# Cheap Fiamma Magnums at Argos



## Hezbez (Feb 7, 2009)

I didn't know Argos sold this kinda thing. Very good price too - a good £10 - £15 cheaper than most other suppliers, plus they come in a bag;

http://www.argos.co.uk/static/Produ...419397|Other+camping+accessories|14419416.htm


----------



## tonka (Apr 24, 2006)

1.. Have you now got a job a a secret Argos promoter ??

2. Or are you bored and going through the Argos website page by page ?

:lol: :lol: :lol: 

Any way, cheers for the heads up.. (and on the dongles)

Argos do a bit of caravan and camping stuff, Usually good to check their site at the end of the season..
We have an Argos clearance centre nearby, went in on Tuesday looking for dongles but no luck....  Got pallet loads of disposable BBQ for 99p !!


----------



## Addie (Aug 5, 2008)

Looks like they carry a couple of Fiamma bits:

http://www.argos.co.uk/webapp/wcs/stores/servlet/Search?searchTerms=FIAMMA


----------



## Hezbez (Feb 7, 2009)

tonka said:


> 1.. Have you now got a job a a secret Argos promoter ??
> 
> 2. Or are you bored and going through the Argos website page by page ?
> 
> ...


 :lol: :lol: I should be on commission!


----------



## InfaRed (Nov 9, 2010)

Gone down by another couple £'s!!


----------



## Rapide561 (Oct 1, 2005)

*Level*

Hi

Without a pic on the Argos website, it is hard to compare these like for like to Johns Cross etc, but the dimensions quoted on the Argos site for the Jumbo levels do not correspond to dimensions on other Fiamma stockist's website!

Do we think that these

Fiamma Levels at Fiamma Store

are the same as these at Argos

Argos levels

There are some Fiamma levels that are like a ramp - called Magnum I think, and then Jumbo that are more like two steps.

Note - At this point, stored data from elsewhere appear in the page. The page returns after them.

PR #1193, opened 2022-04-13
fix: Remove fetch.FetchError usage in favor of catch-all clause

kamilogorek:
We can do that, as according to https://github.com/node-fetch/node-fetch/blob/main/docs/ERROR-HANDLING.md

> All operational errors other than aborted requests are rejected with a FetchError.

And because we don't have abort logic, we don't need to handle that.


philipphofmann (approved):
LGTM 🚀

PR #1235, opened 2022-05-17
feat: Add "sourcemap explain" command to debug production sourcemaps

kamilogorek:
Most of the work was done around integration tests really. The verification code is rather straightforward.


src/api.rs
```diff
@@ -2599,3 +2698,16 @@ pub struct GitCommit {
     pub message: Option<String>,
     pub id: String,
 }
+
+#[derive(Clone, Debug, Deserialize)]
+pub struct ProcessedEvent<'a> {
```
sl0thentr0py, line 2703: not that familiar with lifetimes in structs yet, why do we need a lifetime here and the `Cow`s below?

src/commands/sourcemaps/explain.rs
```diff
@@ -0,0 +1,404 @@
...
+        if artifacts.is_empty() {
+            error("Release has no artifacts uploaded");
+            tip("https://docs.sentry.io/platforms/javascript/sourcemaps/troubleshooting_js/#verify-artifacts-are-uploaded");
+            return Err(QuietExit(1).into());
+        }
+        Ok(artifacts)
+    })?
+}
+
+fn find_matching_artifact(artifacts: &[Artifact], abs_path: &str) -> Result<Artifact> {
```
sl0thentr0py, line 116: this is the only function here I found really hard to follow because I don't know what `abs_path` usually looks like and why we add a `~` later. Maybe add a comment with an example?

sl0thentr0py (approved):
just a couple of things I didn't understand but otherwise looks good to my rust noob okboomer eyes ^^

PR #1262, opened 2022-06-27
fix: Set bash as the interpretter for bash-hook command

kamilogorek:
Shell script produced by `bash-hook` was missing a shebang, which caused it to be executed by `sh` in some environments. And because `sh` has no process substitution (https://www.shellcheck.net/wiki/SC3001) it failed with a syntax error.

Fixes https://github.com/getsentry/sentry-cli/issues/1260

### DIFF
--- a/src/bashsupport.sh
+++ b/src/bashsupport.sh
@@ -1,3 +1,7 @@
+#!/usr/bin/env bash
+
+set -e
+
 _SENTRY_TRACEBACK_FILE="___SENTRY_TRACEBACK_FILE___"
 _SENTRY_LOG_FILE="___SENTRY_LOG_FILE___"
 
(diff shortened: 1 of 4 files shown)


mitsuhiko (changes requested):
that won't work since you need to source it in bash. It might be better to detect non bash use and fail quickly.

kamilogorek:
@mitsuhiko not sure what's reliable way of detecting used interpreter

armenzg (changes requested):
Checking the value of `$SHELL` is sufficient.

kamilogorek:
How would `$SHELL` tell you that you are not using `sh`? 🤔

kamilogorek:
This wont work, so cleaning it up for now.

PR #1269, opened 2022-07-04
fix: move dist option to SentryCliUploadSourceMapsOptions

ikenfin:
Hello!

It seems that the `dist` is wrongly placed at main settings, while (according to [this sourcecode](https://github.com/getsentry/sentry-cli/blob/master/js/releases/options/uploadSourcemaps.js#L10)) it need to be placed in source maps settings (_passing dist option to new SentryCli(path, opts) doesnt do anything, while passing it to uploadSourceMaps works_).

This PR moves `dist` from `SentryCliOptions` to `SentryCliUploadSourceMapsOptions`

### DIFF
--- a/js/index.d.ts
+++ b/js/index.d.ts
@@ -39,11 +39,6 @@ declare module '@sentry/cli' {
      */
     vcsRemote?: string;
     /**
-     * Unique identifier for the distribution, used to further segment your release.
-     * Usually your build number.
-     */
-    dist?: string;
-    /**
      * If true, all logs are suppressed.
      */
     silent?: boolean;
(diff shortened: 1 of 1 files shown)


kamilogorek:
Uff, my bad. Thanks for the fix. Funny enough, we had it merged somewhat incorrectly in webpack plugin, so it works there just fine 👀 

https://github.com/getsentry/sentry-webpack-plugin/blob/395f80bf530b37fae1ade9da6edff6b5f467d2d2/index.d.ts#L19

image

image

ikenfin:
Yeah, it seems that in webpack plugin they passing the whole options object to [uploadSourcemap method](https://github.com/getsentry/sentry-webpack-plugin/blob/395f80bf530b37fae1ade9da6edff6b5f467d2d2/src/index.js#L489), while in vite plugin we keep settings splitted for sentry-cli submodules for sourcemaps, deploy and setCommits using sentry-cli types mostly:)

PR #3347, opened 2026-06-26
fix(update): correct inverted version comparison in update nagger

### LINKED ISSUE #3290: Fix inverted update nagger version comparison
`LastUpdateCheck::is_outdated()` appears to compare the fetched release version and current CLI version in the wrong direction. In [`src/utils/update.rs`](https://github.com/getsentry/sentry-cli/blob/b383d388a3167937ac78a7f294214838e45a649b/src/utils/update.rs#L105-L116), the current condition checks whether the fetched release version is older than the running CLI version. For a normal outdated install, such as current version `3.3.0` with fetched latest release `3.4.1`, the condition evaluates to `3.4.1 < 3.3.0`, so the update-available message is not shown.

The comparison should check whether the running CLI version is older than the fetched release version, for example `Version::parse(VERSION).unwrap() < Version::parse(release_v.as_str()).unwrap()`. With that direction, the update nagger will show `sentry-cli update to <version> is available!` when an update is available.

syf2211:
## Summary

Fix the inverted semver comparison in `LastUpdateCheck::is_outdated()` so the update nagger correctly prompts when a newer release is available.

## Motivation

Fixes #3290

When the running CLI version is older than the latest fetched release (e.g. running `3.3.0` with fetched `3.4.1`), the update nagger never showed because the comparison checked `release < running` instead of `running < release`.

## Changes

- Flip the version comparison in `is_outdated()` to `VERSION < release_v`
- Add four unit tests covering outdated, up-to-date, dev-ahead, and stale-cache scenarios
- Add CHANGELOG entry under Unreleased → Fixes

## Tests

```bash
cargo test utils::update::tests
```

Result: 4 passed, 0 failed

## Notes

- The `check_v == VERSION` guard is unchanged — it prevents nagging from stale cache after the binary was upgraded since the last check.
- `Version::parse(...).unwrap()` panic behavior is unchanged legacy code (file already has `clippy::unwrap_used` expect).


src/utils/update.rs
```diff
@@ -324,3 +324,40 @@ pub fn run_sentrycli_update_nagger() {
...
+        let check = check_with_versions("0.0.1", VERSION);
+        assert!(!check.is_outdated());
+    }
+
+    #[test]
+    fn is_not_outdated_when_last_check_version_differs_from_running_version() {
+        let check = check_with_versions("99.0.0", "0.0.1");
+        assert!(!check.is_outdated());
+    }
+}
```
szokeasaurusrex: I don't think we need to have these tests

```suggestion
```

szokeasaurusrex (commented):
lgtm in general, thanks for the contribution @syf2211

szokeasaurusrex (approved):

Any thoughts? I might order a set for instore collection and presumably if they are not right, I can leave them there!

Russell


----------



## Techno100 (May 8, 2010)

I reckon they're the same but Argos probably quoting the packaged item size and have transposed width and depth.

DOES say only available for HOME delivery

Additional Information
Delivery information - Delivery charge

Online Exclusive - part of our extended internet range. Only available for home delivery (not featured in our current catalogue or available to pick up instore). A delivery charge will automatically be added to your trolley upon check out.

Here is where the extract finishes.